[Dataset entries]
:::::

PR #864, opened 2022-07-05
Add section about dynamic CSRF tokens when using static caching

joshuablum:
CleanShot 2022-07-05 at 5 15 46


jackmcdade:
Awesome, thanks!

PR #877, opened 2022-07-21
Make the findBySlug example clearer

MohammadAbusaleh:
Make the findBySlug example clearer as the current example is a bit ambigious, which is slug and which is collection


jasonvarga:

:::::

Work item » How many of the lines above hold "example"? Answer with only the number.

Expected answer » 2